[INSTRUCTIONS TO FOLLOW] Which lines below include "CurrentValues"? Copy them all.

--- START ---

PR #244, opened 2021-02-25
add pointer helper functions for slices for referencers

smcavallo:
Signed-off-by: smcavallo <smcavallo@hotmail.com>

`FromPtrValue` and `ToPtrValue` are extremely convenient to use when using `Resolve` as part of referencers in providers
This PR adds `FromPtrValues` and `ToPtrValues`  for the same convenience when using `ResolveMultiple` - for example referencers with a slice of SubnetIDs or SecurityGroupIDs
ex.
```
	mrsp, err = r.ResolveMultiple(ctx, reference.MultiResolutionRequest{
		CurrentValues: FromPtrValues(mg.Spec.ForProvider.VPCConfig.SecurityGroupIDs)
```

I have:

* Unit test
* Run in a provider directly


pkg/reference/reference.go
```diff
@@ -56,6 +56,22 @@ func ToPtrValue(v string) *string {
 	return &v
 }
 
+// FromPtrValues adapts a slice of string pointer fields for use as CurrentValues.
+func FromPtrValues(v []*string) (res []string) {
```
hasheddan, line 60: Since length is known based on the passed slice we can pre-allocate the return slice before setting its values at each index. Would you mind updating to do so?

hasheddan (commented):
Thanks for this addition @smcavallo! One nitpick below.

pkg/reference/reference.go
muvaf: Wondering if we should return `""` or skip the element when the value is `nil`. I guess putting `""` would be more expected by the users of this function, compared to giving 10 elements and retrieving, say, 3.

hasheddan: Looks like we are now returning `""` which seems right to me because we want to error on that case in validation right? https://github.com/crossplane/crossplane-runtime/blob/8c9b0752894993fb456c2a438270c6d02dcf5b66/pkg/reference/reference.go#L159

muvaf (approved):

hasheddan (approved):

--- END ---

[WRITTEN REPLY]
		CurrentValues: FromPtrValues(mg.Spec.ForProvider.VPCConfig.SecurityGroupIDs)
+// FromPtrValues adapts a slice of string pointer fields for use as CurrentValues.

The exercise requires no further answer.